Prokaryotic cytoplasm consists of
1 Mitochondria
2 Golgi bodies
3 70S ribosomes
4 Endoplasmic reticulum
70S ribosomes
Prokaryotic cytoplasm consists of 70S ribosomes.
Mitochondria, golgibodies, and endoplasmic reticulum are part of eukaryotic cytoplasmic structures.
Protein synthesis in prokaryotes, as well as eukaryotes, takes place on ribosomes that are complex of protein and ribonucleic acid. However, eukaryotic ribosomes are larger and heavier (80S ribosome) than prokaryotic ribosomes (70S ribosomes).
Gram positive bacterial cell wall is composed of
1 Peptidoglycan and outer membrane only
2 Peptidoglycan, teichoic acids and lipoteichoic acid
3 Phospholipid membrane and teichoic acids
4 Thin layer of peptidoglycan only
5 Lipids and proteins only
Peptidoglycan, teichoic acids and lipoteichoic acid
Gram positive bacterial cell wall comprises multiple layers of cross-linked peptidoglycan, teichoic acids anchored to the peptidoglycan and lipoteichoic acid anchored to the plasma membrane. Teichoic acids are water soluble polymers of polyol phosphates and are important factors in virulence. Gram-positive cell walls usually lack lipids and proteins with few exceptions. Long-chain fatty acids are part of cell wall of Corynebacterium diptheriae, Mycobacterium tuberculosis, and Nocardia asteroides.

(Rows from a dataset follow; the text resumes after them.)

PR #433, opened 2024-06-22
scmp_bpf_sim: fix aliasing UB

thesamesam:
See https://github.com/seccomp/libseccomp/pull/425.

Punning sys_data_b between uint32_t* and struct* seccomp_data isn't legal, use memcpy to fix the testsuite with Clang 17.

Modern compilers recognise this idiom and optimise it out anyway.

### DIFF
--- a/tools/scmp_bpf_sim.c
+++ b/tools/scmp_bpf_sim.c
@@ -182,7 +182,8 @@ static void bpf_execute(const struct bpf_program *prg,
 		switch (code) {
 		case BPF_LD+BPF_W+BPF_ABS:
 			if (k < BPF_SYSCALL_MAX) {
-				uint32_t val = *((uint32_t *)&sys_data_b[k]);
+				uint32_t val;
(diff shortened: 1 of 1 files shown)


RossComputerGuy:
Still experiencing failures with LLVM 17.0.6 https://termbin.com/j2ey

thesamesam:
I can't reproduce that, I'm afraid. I get failures if I revert my patch, but it passes otherwise.

RossComputerGuy:
> Are you sure it was applied?

I am 100% the patch is applied, I'm using Nix and it would fail if the patch failed to apply. It said the patch was applied.

thesamesam:
No idea then, I'm afraid. You'll need to try debug it.

I suggest starting with object files from a good and bad tree and bisecting via those.

drakenclimber (approved):
Looks reasonable to me.  Thanks, @thesamesam 

thesamesam:
Thanks all!

PR #437, opened 2024-09-20
RFE: basic description of our release process

pcmoore:
We have maintainer docs regarding our release process, but nothing for normal users.  Let's fix that with a small section in our README.md.


drakenclimber (approved):

drakenclimber:
Good addition, @pcmoore.  I've added it to main in commit 9c4eb5eaf088.  Thanks!

PR #443, opened 2024-12-16
ci: bump ubuntu 24.04

t0b3:


.github/workflows/codeql-analysis.yml
```diff
@@ -11,7 +11,7 @@ on: ["push", "pull_request"]
 jobs:
   analyze:
     name: Analyze
-    runs-on: ubuntu-latest
+    runs-on: ubuntu-24.04
```
pcmoore, line 14: I wonder if we should convert everything over to `ubuntu-latest` so we don't have to worry about chasing Ubuntu versions?

t0b3: there are basically two options
- pin os version ... thus chasing them (while controlling upgrades)
- use latest os ... hunting portability issues between os version upon upgrade (happening uncontrolled) :-(

nb: such new issues arose with ubuntu 24.04 (while i.e. 22.04 was straight)

I tend towards the first option while automating the check for version upgrades using dependabot :+1:

drakenclimber: > there are basically two options
> 
> * pin os version ... thus chasing them (while controlling upgrades)
> * use latest os ... hunting portability issues between os version upon upgrade (happening uncontrolled) :-(
> 
> nb: such new issues arose with ubuntu 24.04 (while i.e. 22.04 was straight)
> 
> I tend towards the first option while try to automating the check for version upgrades using dependabot 👍

I also have a slight preference toward the first option.  While not directly applicable to libseccomp, Ubuntu 24.04 now defaults to cgroup v2.  That's a big change for other projects, and it isn't one I would want to automatically pick up without thoroughly thinking through the ramifications.

t0b3: well let's go with the pinned os-version then :+1:

Makefile.am
```diff
@@ -22,7 +22,6 @@ CODE_COVERAGE_OUTPUT_FILE = libseccomp.lcov.info
 CODE_COVERAGE_OUTPUT_DIRECTORY = libseccomp.lcov.html.d
 CODE_COVERAGE_IGNORE_PATTERN = \
 	*/usr/include/* \
-	*/src/arch-syscall-check.c \
```
kolyshkin, line 25: Is this hunk relevant to this PR?

t0b3: @kolyshkin indeed it is see in https://github.com/t0b3/libseccomp/actions/runs/12359993960/job/34493901917#step:5:9488 coverage fails otherwise

kolyshkin (approved):
LGTM

PS According to https://github.com/actions/runner-images/issues/11101, Ubuntu 20.04 will be removed in April, and in March there will be a few "brown-out" dates/times when it won't work. So it makes sense to merge it now, or we'll have broken CI. Cc @drakenclimber @pcmoore

pcmoore (approved):
Looks good to me, you okay with this @drakenclimber?

`Acked-by: Paul Moore <paul@paul-moore.com>`

drakenclimber (approved):
LGTM

drakenclimber:
> Looks good to me, you okay with this @drakenclimber?
> 
> `Acked-by: Paul Moore <paul@paul-moore.com>`

I can merge it tomorrow if you don't get to it tonight.

pcmoore:
No worries, I'll take care of it today.

PR #62, opened 2016-12-26
RFE: update syscalls for Linux 4.9

justincormack:
- preadv2 and pwritev2
- pkey_mprotect, pkey_alloc, pkey_free

Signed-off-by: Justin Cormack <justin.cormack@docker.com>

fix #60

PR #452, opened 2025-01-25
BUG: remove the fuzzer from test 62-sim-arch_transactions

pcmoore:
We can't reliably run the bpf-sim-fuzz tests on tests which manipulate the filters arch/ABIs unless the filter is safe to run on all arch/ABIs, which is more or less impossible.  Remove the bpf-sim-fuzz test section in test #62 to work around this, just as we do with the other similar tests.


drakenclimber (approved):

drakenclimber:
Pushed to main in commit 7db46d72f13c.  Pushed to the release-2.6 branch in commit 2f0f3b0e9121.  Thanks, @pcmoore

PR #458, opened 2025-02-13
BUG: fix seccomp_export_bpf_mem out-of-bounds read

alyssais:
`*len` is the length of the destination buffer, but `program->blks` is probably not anywhere near that long.  It's already been checked above that `BPF_PGM_SIZE(program)` is less than or equal to `*len`, so that's the correct value to use here to avoid either reading or writing too much.

I noticed this because tests/11-basic-basic_errors started failing on musl after e797591 ("all: add seccomp_precompute() functionality").


drakenclimber (approved):

pcmoore:
Merged into main via e8dbc6b555fb936bdfb8ab86f9a45fda96a8b7a2, keeping open until the backport to release-2.6 is complete.

PR #468, opened 2025-07-30
RFE: Add a Github Actions job to build libseccomp with clang

drakenclimber:
On other projects I've noticed that clang reports a slightly different list of warnings than gcc.  Add a Github Actions job to build libseccomp with clang.


pcmoore:
Merged the first patch in the PR (checkout version bump) via e7e633c28aed5333b185bfc0ad6f8d70b5fc20be.

pcmoore:
Merged via bbd421a3a67802e1f18d4fcb930f862e537e55ba, thanks!

PR #470, opened 2025-08-21
BUG: use notification structs from include/seccomp.h

pcmoore:
We don't want to duplicate struct definitions unless absolutely necessary, so rely on seccomp.h definitions inside system.h.  A very minor thing, but we should fix this at some point.

### DIFF
--- a/src/system.h
+++ b/src/system.h
@@ -156,28 +156,14 @@ typedef struct sock_filter bpf_instr_raw;
 #define SECCOMP_RET_LOG			0x7fc00000U
 #endif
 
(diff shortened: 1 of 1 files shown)


drakenclimber (approved):
LGTM.  I compared our current list of defines with what is in the kernel's seccomp.h, and I think you've defined the bare minimum in the case where those structs/#defines don't exist.

pcmoore:
Merged via dee17d04b0b602294a6859c8b36a6d07c0463691, thanks.

PR #478, opened 2026-01-08
BUG: fix shebang for python3

### LINKED ISSUE #477: Use `python3` hashbang in scripts
As per https://peps.python.org/pep-0394/, the naming of the Python interpreter on Linux is a bit of a mess.

Notably, whilst all distros have `python3`, not all distros have `python`.

Thus it seems sensible to change all the hashbangs to `#! /usr/bin/env python3` as they _are_ python3 scripts and who knows what happens to `python` when python4 is released, if that ever happens!

RocketMaDev:
This is a commit apply fix from #440 since the old fix was not completed and stale. Just `sed -i 's|#!/usr/bin/env python|#!/usr/bin/env python3|' tests/*.py` could fix this problem.

Fix #477, close #440.

### DIFF
--- a/src/python/setup.py
+++ b/src/python/setup.py
@@ -1,4 +1,4 @@
-#!/usr/bin/env python
+#!/usr/bin/env python3
 
 #
 # Enhanced Seccomp Library Python Module Build Script


pcmoore:
Thanks for picking this up @RocketMaDev.  This looks good to me, so I'm going to go ahead and merge this into the main branch via 18e4955cd0d92de243624eaebdbb18aa921b4b18, but leave this PR open so we can discuss backporting to the release-2.6 branch.  I will note that I manually performed the /python/python3/ change in test 63 as it was just merged before this PR.

What do you think @drakenclimber, should we backport this for v2.6.z?  I'm inclined to backport it.

pcmoore:
I was talking with @drakenclimber outside this issue and he agreed we should do the backport, so I've done just that at 6abe14d1645e24ce3d30637204747d93f6909356.

Thanks again everyone!

PR #113, opened 2023-03-07
Update dependencies

komalali:
Updates the pulumi dependency to 3.56.0

Finally tracked down the test failures were caused by [a change in pulumi/pulumi](https://github.com/pulumi/pulumi/commit/3b843ffbfc8a344881fda0dfcb6881c9be20220a#diff-58bdc2879a0109885b20b1ac1c52e30423b544b4a0b3e4326c1b79a063c7ce14R382-R384) that requires `PULUMI_TEST_USE_SERVICE` be set (or `RequireService` option be set per test) for `PULUMI_TEST_OWNER` env var to be respected.


komalali:
The test failures are artificial, the actual functionality works just fine. Commented out for now and tracked in https://github.com/pulumi/pulumi-pulumiservice/issues/117

caseyyh (approved):

PR #118, opened 2023-03-20
Add Team/Org access token values and mark as secret

JDTX0:
The current implementation of TeamAccessTokens & OrgAccessTokens have no way to access the value through Pulumi, and the output is also not marked as a secret. 

The raw token is stored in the resource output, which it shouldn't be.

This PR adds the following field to both Team/Org access tokens schema:
```
        "value": {
          "description": "The token's value.",
          "type": "string",
          "secret": true
        }
```

This is to mirror the schema for the standard `pulumiservice:index:AccessToken`

The diffs for everything other than `provider/cmd/pulumi-resource-pulumiservice/schema.json` were generated from `make build`

### DIFF
--- a/provider/cmd/pulumi-resource-pulumiservice/schema.json
+++ b/provider/cmd/pulumi-resource-pulumiservice/schema.json
@@ -156,6 +156,11 @@
         "organizationName": {
           "description": "The organization's name.",
           "type": "string"
+        },
+        "value": {
+          "description": "The token's value.",
+          "type": "string",
+          "secret": true
         }
       },
       "inputProperties": {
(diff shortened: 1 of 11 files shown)


JDTX0:
@jaxxstorm sorry for the mention, but could you take a look at this? it's the only thing holding us back from using team access tokens.

jaxxstorm:
Looks good, sorry I missed this in the initial implementation!

JDTX0:
@jaxxstorm No problem, appreciate you getting it added in!

Can you run the acceptance tests on this PR w/ `/run-acceptance-tests` so auto-merge will continue?

djgrove (approved):
Thanks for your contribution here!

EvanBoyle:
Clean run via https://github.com/pulumi/pulumi-pulumiservice/actions/runs/4494173445 merging.

PR #119, opened 2023-03-23
Fix typo, was passing TeamName instead of Name

JDTX0:
In the `CreateTeamAccessToken` call, it's passing `TeamName` twice, once for the token name, and again for the actual team name.

This leads to issues when you want to create >1 token per team.
`409 API error: Conflict: token name already exists`

The UI also confirmed that the TeamName is being set as the token name.
image

I checked Org access tokens, it doesn't seem to have this error in the code, so just team access tokens have this bug.


JDTX0:
@jaxxstorm @djgrove Can you have a look at this when you get time? We can't make more than 1 access token per team due to this bug.

komalali:
Passing tests: https://github.com/pulumi/pulumi-pulumiservice/actions/runs/4505005078

komalali (approved):

Issue #97, opened 2023-01-29
Support configuring Pulumi Deployments settings for a stack


EvanBoyle:
Related: https://github.com/pulumi/service-requests/issues/169

It would be nice to be able to code review deployment settings for a stack and automatically keep them up to date against a definition checked into source control. The pulumi service provider seems like a natural way to do this without having to create another configuration format.

PR #122, opened 2023-03-28
Deployment settings

komalali:
This PR adds the Pulumi Deployment Settings resource to the provider. The serde code in provider/deployment_settings.go is somewhat unpleasant to behold but I have tested it via automated tests and lots of local testing (especially for the import case). Definitely open to it if there are any quick wins to improve some of this code, but I'd prefer to avoid too much refactoring at the moment and would prefer to get it in the hands of users.

In the future we should definitely consider migrating to the go framework as it will surely cut down much of the boilerplate associated with a hand-rolled provider.

Fixes: https://github.com/pulumi/pulumi-pulumiservice/issues/97


provider/pkg/provider/deployment_settings.go
```diff
@@ -0,0 +1,585 @@
...
+	"github.com/pulumi/pulumi/sdk/v3/go/common/resource/plugin"
+	pulumirpc "github.com/pulumi/pulumi/sdk/v3/proto/go"
+)
+
+type PulumiServiceDeploymentSettingsInput struct {
+	pulumiapi.DeploymentSettings
+	Stack pulumiapi.StackName
+}
+
+const FixMe = "FIX ME"
```
pgavlin, line 21: Probably want something more direct than `FIX ME` for this.

provider/pkg/provider/deployment_settings.go
```diff
@@ -0,0 +1,585 @@
...
+	replaces := make([]string, len(diffs.ChangedKeys()))
+	for i, k := range diffs.ChangedKeys() {
+		replaces[i] = string(k)
+	}
+
+	return &pulumirpc.DiffResponse{
+		Changes:             pulumirpc.DiffResponse_DIFF_SOME,
+		Replaces:            replaces,
+		DeleteBeforeReplace: true,
+	}, nil
```
pgavlin, line 485: You can use [plugin.NewDetailedDiffFromObjectDiff](https://pkg.go.dev/github.com/pulumi/pulumi/sdk/v3@v3.61.1/go/common/resource/plugin#NewDetailedDiffFromObjectDiff) to convert `diff` to a detailed diff that you can return from this method. Personally I'd prefer that to using the deprecated `Replaces` field. You will need to post-process the result to change any diffs to replaces.

provider/pkg/provider/deployment_settings.go
```diff
@@ -0,0 +1,585 @@
...
+
+	dsInput := PulumiServiceDeploymentSettingsInput{
+		Stack:              stack,
+		DeploymentSettings: *settings,
+	}
+
+	properties, err := plugin.MarshalProperties(
+		dsInput.ToPropertyMap(),
+		plugin.MarshalOptions{},
+	)
```
pgavlin, line 529: One sort of unfortunate side-effect of the underlying API is that performing a `refresh` will hand back state that will always cause a diff due to the missing secret values. Not sure that I have a good suggestion for avoiding that.

provider/pkg/provider/deployment_settings.go
```diff
@@ -0,0 +1,585 @@
...
+	}
+	return &pulumirpc.CreateResponse{
+		Id:         path.Join(inputs.Stack.OrgName, inputs.Stack.ProjectName, inputs.Stack.StackName),
+		Properties: req.GetProperties(),
+	}, nil
+}
+
+func (ds *PulumiServiceDeploymentSettingsResource) Update(req *pulumirpc.UpdateRequest) (*pulumirpc.UpdateResponse, error) {
+	// For simplicity, all updates are destructive, so we just call Create.
+	return &pulumirpc.UpdateResponse{}, nil
```
pgavlin, line 580: This should return an error.

pgavlin (changes requested):

provider/pkg/provider/deployment_settings.go
komalali: Do you have a suggestion?

pgavlin: I think anything that indicates that the value needs to be replaced and why would work. Maybe `<value is secret and must be replaced>` or something similar?

provider/pkg/provider/deployment_settings.go
komalali: Any advice on how to go from `plugin.PropertyDiff` to `pulumirpc.PropertyDiff`?

komalali: nvm I think I got it

provider/pkg/provider/deployment_settings.go
komalali: The only thing that comes to mind is by making some affordances in the API to return the secret values. I think for now this is fine, we can document it as a limitation for now.

provider/pkg/provider/deployment_settings.go
komalali: Hm, are you saying you don't want me to use the `Replaces` field? It doesn't mention anywhere that it is deprecated and not using it turns changes into an `update` instead of a `replace` even if every field in the DetailedDiff is updated to have a `Kind` of `Replace`.

pgavlin: > not using it turns changes into an update instead of a replace even if every field in the DetailedDiff is updated to have a Kind of Replace.

Huh, that's surprising. That feels like a bug.

komalali: okay nvm again figured it out :)

pgavlin (approved):

provider/pkg/provider/deployment_settings.go
komalali: Added an issue to track: https://github.com/pulumi/pulumi-pulumiservice/issues/123

PR #135, opened 2023-05-13
Support stack webhooks

komalali:
Previously, our support for webhooks in the service provider only covered organization webhooks. This change adds support for stack webhooks as well. 

Fixes https://github.com/pulumi/pulumi-pulumiservice/issues/136


pgavlin (approved):
LGTM!

PR #139, opened 2023-05-18
Fix a bug in import for webhooks

komalali:
Fixes a bug in import for webhooks where we were passing in empty inputs as the properties during an import.


pgavlin (commented):
Are the input and output schemas for web hooks identical?

komalali:
@pgavlin not exactly, output has `name` but input doesn't.

komalali:
@pgavlin fixed!

pgavlin (approved):

PR #141, opened 2023-05-19
Fix diff for Webhook

komalali:


provider/pkg/provider/webhook.go
```diff
@@ -265,42 +265,43 @@ func (wh *PulumiServiceWebhookResource) Diff(req *pulumirpc.DiffRequest) (*pulum
...
-
-				if replace {
-					replaces = append(replaces, key)
-				}
-			}
+	for k, v := range dd {
+		// we don't care about the name property because it is only an output
+		if v.Kind == 2 && k == "name" {
+			continue
+		}
```
komalali, line 287: If I don't do this, the `name` property *always* shows up as a `Delete` and the resource *always* shows an `Update`. I feel like I shouldn't have to do this because it's defined in the schema that `name` is just an `input` and not an `output`. Any ideas what I'm doing wrong here?

pgavlin: I don't think that you're doing anything wrong. I think that this is because `olds` and `news` are shaped differently and the differ is not schema-aware. You could avoid this by preprocessing `news` to add a matching `name` property or pre-processing `olds` to remove the `name` property.

pgavlin (approved):

PR #144, opened 2023-06-03
Fix CI/CD collision with pulumi-command

AaronFriel:
When an already tagged commit is pushed to main, the `main.yml` workflow would run and `pulumictl get version` would return that tag, e.g.: 0.7.2. The goreleaser config would then publish artifacts as `pulumi-command`, resulting in pulumi/pulumi-command#200.

See logs here: https://github.com/pulumi/pulumi-pulumiservice/actions/runs/5082592752/jobs/9132840753#step:9:79

We change two things in this commmit to mitigate conflicts:

1. We change the `main.yml` workflow to exit when the version does not contain a prerelease semver tag of `-alpha`, `-beta`, or `-rc`, addressing a process issue that could result in future conflicts where the release & main workflow attempt to push to the same version.
2. We fix goreleaser prerelease config to publish artifacts as `pulumi-pulumiservice`.

### DIFF
--- a/.github/workflows/main.yml
+++ b/.github/workflows/main.yml
@@ -188,6 +188,12 @@ jobs:
         role-to-assume: ${{ secrets.AWS_UPLOAD_ROLE_ARN }}
     - name: Set PreRelease Version
       run: echo "GORELEASER_CURRENT_TAG=v$(pulumictl get version --language generic)" >> $GITHUB_ENV
+    - name: Check PreRelease Version and Exit if not Alpha, Beta, or RC
+      run: |
+        if [[ ! "${GORELEASER_CURRENT_TAG}" =~ -(alpha|beta|rc) ]]; then
+          echo "Error: GORELEASER_CURRENT_TAG does not contain -alpha, -beta, or -rc"
+          exit 1
+        fi
     - name: Run GoReleaser
       uses: goreleaser/goreleaser-action@v2
       with:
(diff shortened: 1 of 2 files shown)


.github/workflows/main.yml
```diff
@@ -188,6 +188,12 @@ jobs:
         role-to-assume: ${{ secrets.AWS_UPLOAD_ROLE_ARN }}
     - name: Set PreRelease Version
       run: echo "GORELEASER_CURRENT_TAG=v$(pulumictl get version --language generic)" >> $GITHUB_ENV
+    - name: Check PreRelease Version and Exit if not Alpha, Beta, or RC
+      run: |
+        if [[ ! "${GORELEASER_CURRENT_TAG}" =~ -(alpha|beta|rc) ]]; then
+          echo "Error: GORELEASER_CURRENT_TAG does not contain -alpha, -beta, or -rc"
+          exit 1
+        fi
```
blampe, line 196: I'm assuming this is consistent with other workflows?

blampe (approved):

.github/workflows/main.yml
AaronFriel: On the ecosystem & providers team, we limit pushes so that only pull requests can push to main, which prevents us from pushing already tagged commits. (Probably, as I write this I realize it's possible but not obvious how to do that.)

AaronFriel: Looking at audit logs, it looks like this is just defensive coding, happy to remove.

AaronFriel: It looks like the PR was merged, `main.yml` workflow began running, and the release was tagged shortly after; but before the publish *job* ran. When the publish job ran, it picked up that the commit was already tagged 0.7.2.

Issue #151, opened 2023-07-07
GitHub Managed Team creation fails with '400 API error: Bad Request: No TeamID provided'


vschettino-asimov:
### What happened?

Creating a new GitHub Managed team fails with a 400 error: 

```
    error: error creating team '***': failed to create team: 400 API error: Bad Request: No TeamID provided.
```

The [API docs](https://www.pulumi.com/docs/pulumi-cloud/cloud-rest-api/#create-team) do not say anything about TeamID.  

### Expected Behavior

Be able to manage GitHub teams on Pulumi

### Steps to reproduce

Minimal Reproducible Example:

```ts
import * as service from '@pulumi/pulumiservice';

let team = new service.Team(
    'my-team',
    {
    name:  'my-team', // identical to the GitHub Team Name
    organizationName: 'my-org',
    teamType: 'github',
    },
);
```

`pulumi up` will fail with:

```
Diagnostics:
  pulumi:pulumi:Stack (my-stack):
    error: update failed

  pulumiservice:index:Team (my-team):
    error: error creating team 'my-team': failed to create team: 400 API error: Bad Request: No TeamID provided.

Resources:
    2 unchanged

Duration: 4s
```

### Output of `pulumi about`

```
pulumi about
CLI
Version      3.74.0
Go Version   go1.20.5
Go Compiler  gc

Plugins
NAME                     VERSION
datadog                  4.19.1
gcp                      6.59.0
kubernetes               3.30.1
kubernetes-cert-manager  0.0.1
nodejs                   unknown
pulumiservice            0.9.0

Host
OS       darwin
Version  13.4.1
Arch     arm64

This project is written in nodejs: executable='/Users/vschettino/.nvm/versions/node/v16.14.2/bin/node' version='v16.14.2'

Dependencies:
NAME                              VERSION
@pulumi/pulumi                    3.74.0
@pulumi/pulumiservice             0.9.0
@asimovbio/pulumi-gcp-components  1.9.8
typescript                        5.1.6
@types/node                       18.16.19


Pulumi locates its logs in /var/folders/0x/7l81mby95f9_b26gzzrqqfdw0000gn/T/ by default
```

### Additional context

- This is a blocker because `pulumiservice.Team.get()` is not implemented yet.
- Managing `teamType: pulumi` works just fine.

### Contributing

Vote on this issue by adding a 👍 reaction. 
To contribute a fix for this issue, leave a comment (and link to your pull request, if you've opened one already).

[...]

PR #153, opened 2023-07-17
Expose GitHub team ID

blampe:
The team creation API for GitHub teams only requires a `githubTeamID` parameter, which it uses to fetch all the other details like team name, description, members, etc.

I implemented `Read` while I was in here, because it was surprising to see this break `refresh` due to a not-implemented error. Also implemented `Check` because `name` and `githubTeamId` are only required for certain team types.

Tested and confirmed working by with the following program:

```typescript
import * as pulumi from "@pulumi/pulumi";
import * as service from "@pulumi/pulumiservice";

const team = new service.Team("github-team", {
  organizationName: "pulumi",
  teamType: "github",
  githubTeamId: 7475955,
});
``` 

```bash
❯ pulumi up -s pulumi/test
Previewing update (pulumi/test)

View in Browser (Ctrl+O): https://.../pulumi/pulumi-service-teams-example-ts/test/previews/3dd36e22-e7d7-4b5d-82d0-2bbd8d61f86e

     Type                         Name                                  Plan
     pulumi:pulumi:Stack          pulumi-service-teams-example-ts-test
 +   └─ pulumiservice:index:Team  github-team                           create


Resources:
    + 1 to create
    1 unchanged

Do you want to perform this update? details
  pulumi:pulumi:Stack: (same)
    [urn=urn:pulumi:test::pulumi-service-teams-example-ts::pulumi:pulumi:Stack::pulumi-service-teams-example-ts-test]
    + pulumiservice:index:Team: (create)
        [urn=urn:pulumi:test::pulumi-service-teams-example-ts::pulumiservice:index:Team::github-team]
        [provider=urn:pulumi:test::pulumi-service-teams-example-ts::pulumi:providers:pulumiservice::default_0_9_1_alpha_1689717595_28bbd1fc_dirty::7a11ee03-f53f-4ebc-8c9f-a09cfe4ad07a]
        githubTeamId    : 7475955
        organizationName: "pulumi"
        teamType        : "github"

Do you want to perform this update? yes
Updating (pulumi/test)

View in Browser (Ctrl+O): https://.../pulumi/pulumi-service-teams-example-ts/test/updates/5

     Type                         Name                                  Status
     pulumi:pulumi:Stack          pulumi-service-teams-example-ts-test
 +   └─ pulumiservice:index:Team  github-team                           created (0.94s)


Resources:
    + 1 created
    1 unchanged

Duration: 3s
```

Fixes https://github.com/pulumi/pulumi-pulumiservice/issues/151.

### DIFF
--- a/provider/cmd/pulumi-resource-pulumiservice/schema.json
+++ b/provider/cmd/pulumi-resource-pulumiservice/schema.json
@@ -475,6 +475,10 @@
         "organizationName": {
           "description": "The organization's name.",
           "type": "string"
+        },
+        "githubTeamID": {
+            "description": "The GitHub ID of the team to mirror. This is the only required parameter when creating a GitHub team -- all other parameters are taken from GitHub directly. Must be in the same GitHub organization that the Pulumi org is backed by.",
+            "type": "number"
         }
       },
       "inputProperties": {
--- a/provider/cmd/pulumi-resource-pulumiservice/schema.json
+++ b/provider/cmd/pulumi-resource-pulumiservice/schema.json
@@ -477,7 +477,7 @@
           "type": "string"
         },
         "githubTeamId": {
-            "description": "The GitHub ID of the team to mirror. This is the only required parameter when creating a GitHub team -- all other parameters are taken from GitHub directly. Must be in the same GitHub organization that the Pulumi org is backed by.",
+            "description": "The GitHub ID of the team to mirror. Must be in the same GitHub organization that the Pulumi org is backed by.",
             "type": "number"
         }
       },
@@ -510,7 +510,7 @@
           "type": "string"
         },
         "githubTeamId": {
-            "description": "The GitHub ID of the team to mirror. This is the only required parameter when creating a GitHub team -- all other parameters are taken from GitHub directly. Must be in the same GitHub organization that the Pulumi org is backed by.",
+            "description": "The GitHub ID of the team to mirror. Must be in the same GitHub organization that the Pulumi org is backed by.",
             "type": "number"
         }
       },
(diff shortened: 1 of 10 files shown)


provider/cmd/pulumi-resource-pulumiservice/schema.json
```diff
@@ -475,6 +475,10 @@
         "organizationName": {
           "description": "The organization's name.",
           "type": "string"
+        },
+        "githubTeamID": {
+            "description": "The GitHub ID of the team to mirror. This is the only required parameter when creating a GitHub team -- all other parameters are taken from GitHub directly. Must be in the same GitHub organization that the Pulumi org is backed by.",
+            "type": "number"
```
lukehoban, line 481: This needs to also be listed as an input property, right?

The schema still marks the other input properties as required, do those need to be made optional now?

lukehoban (commented):
I believe some additional changes to the schema will be needed. Also would be great to add test coverage for this - though not sure how easy it will be to automate that end-to-end. At the very least - a test that runs a preview to ensure this is supported correctly in the generated SDK.

provider/cmd/pulumi-resource-pulumiservice/schema.json
blampe: > The schema still marks the other input properties as required, do those need to be made optional now?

Gram negative bacterial cell wall is made up of two layers. Inner membrane is made up of thin layer of peptidoglycan, and outer membrane consists of proteins, phospholipids, and lipopolysaccharide.
Turbidimetric density measurement for bacterial cell concentration involves
1 Serial dilution followed by colony forming units on an agar plate
2 Viable cell count
3 Nonviable cell count
4 A and C
5 B and C
B and C
Cell concentration measurement by viable cell count involves serial dilution, followed by determination of colony forming units on an agar surface. This method is used in determining bacterial cell count in urine cultures.
Turbidimetric density measurement for bacterial cell concentration includes viable cell count and nonviable cell count. This method is used to prepare a standard inoculum for antimicrobial susceptibility testing.
The differential growth media
1 Is composed of compounds that select the growth of one type of bacteria over other
2 Contain nutrients and pH indicators to allow visual distinction of bacterial growth
3 Is a type of enrichment media
4 A and C
5 B and C
B and C
Enrichment medium is a growth medium that contains added growth factors like vitamins and blood.
Selective growth medium is a type of enrichment medium that contains additives that select the growth of one type of bacteria and inhibit others.
The differential growth media contains a combination of nutrients and pH indicators to visually differentiate bacteria (like giving a distinctive color) that grow on it.